In “American Ride,” he outlined the contradictory dangers of a liberal-permissive society — “Don’t get busted singing Christmas carols,” he cautioned — but summoned little of the sneering assurance for which he’s known. Later, he took no joy in the alpha-male villainy of “Get Out of My Car,” in which he tells his passenger: “Get out of your clothes or get out of my car.” Keith lighted up briefly while describing a bit of record-company friction he encountered over “Does That Blue Moon Ever Shine on You,” a schmaltzy piano ballad he sang Saturday with an appealing drunk-uncle-at-a-wedding quality. But that dispute had occurred in 1995, he said — ancient kindling for a fire in need of fresher fuel.

In a way, there was something admirable about Keith’s low-affect delivery here. Provided he’s grown bored with being country’s bad guy — as several songs on last year’s “Bullets in the Gun” suggested — it’s exactly his style to let his audience know; for him, a commitment to the truth may in the end outweigh the demands of entertainment. But if Toby Keith isn’t a troublemaker, what is he?

The headliner’s lack of determination was only accentuated by Church’s vehement opening performance, which climaxed when he attached a few verses of Hank Williams Jr.’s “A Country Boy Can Survive” to “Homeboy,” Church’s hit about the honor of small-town life.
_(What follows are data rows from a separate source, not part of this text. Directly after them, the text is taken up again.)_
PR #432, opened 2018-11-25
New inline strategy

christiaanb:
By default, Clash will now produce a single HDL file. To influence HDL file generation you can either:

* Add a `NOINLINE` pragma to a top-level function, so that it gets its own HDL file, except when they're constants.
* Add a `ANN Synthesize { .. }` pragma to a top-level function, so that it gets:
  * its own HDL file, 
  * in a separate directory, 
  * and a stable interface,
  * and is cached between runs.

### DIFF
--- a/clash-lib/src/Clash/Netlist/BlackBox/Types.hs
+++ b/clash-lib/src/Clash/Netlist/BlackBox/Types.hs
@@ -83,6 +83,9 @@ data Element = C   !Text         -- ^ Constant
              -- ^ Generated input hole, first argument is the scoping level
              | N   !Int          -- ^ Name hole
              | L   !Int          -- ^ Literal hole
+             | LC  !Int
+             -- ^ Assert that argument is a literal, but treat it like a normal
+             -- argument otherwise
              | Var [Element] !Int    --
              | Sym !Text !Int    -- ^ Symbol hole
              | Typ !(Maybe Int)  -- ^ Type declaration hole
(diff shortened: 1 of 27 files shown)


clash-lib/src/Clash/Netlist/BlackBox/Types.hs
```diff
@@ -83,6 +83,9 @@ data Element = C   !Text         -- ^ Constant
              -- ^ Generated input hole, first argument is the scoping level
              | N   !Int          -- ^ Name hole
              | L   !Int          -- ^ Literal hole
+             | LC  !Int
+             -- ^ Assert that argument is a literal, but treat it like a normal
```
martijnbastiaan: Where is this asserted?

martijnbastiaan: Ah, I guessed as much but I was thrown off by the docs:

```
-- | Determine if the number of normal/literal/function inputs of a blackbox
-- context at least matches the number of argument that is expected by the
-- template.
```

Maybe it's a good idea to add a small comment? Also: maybe add a `TODO` to get a more explicit error out instead of a general "can't match template".

martijnbastiaan:
The following code doesn't actually produce multiple files, even though I'd expect it would:

```haskell
module Test where

import Clash.Prelude

add' = add
{-# NOINLINE add' #-}

topEntity
  :: Clock  System Source
  -> Reset  System Asynchronous
  -> Signal System (Unsigned 17, Unsigned 17)
topEntity clk rst =
  pure
    ( add' (22 :: Unsigned 16) (0 :: Unsigned 0)
    , add' (0 :: Unsigned 0)   (22 :: Unsigned 16) )
{-# NOINLINE topEntity #-}
```

christiaanb:
@martijnbastiaan The example you posted now results in 3 components instead of 1: 2 versions of `add` and 1 `topEntity`

martijnbastiaan:
Closing in favor of #498.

Like plenty of Keith’s older songs, “Homeboy” presses cultural-sensitivity buttons; its narrator’s younger brother has moved to the city and become a caricature of a hip-hop fan, a transition Church depicts rather dubiously.

Where Keith appeared uninterested in the complexities of his material, though, Church seemed emboldened by his. Propelled further still by the voices of his fans singing along, Church’s redneck song sounded a bit like an anthem.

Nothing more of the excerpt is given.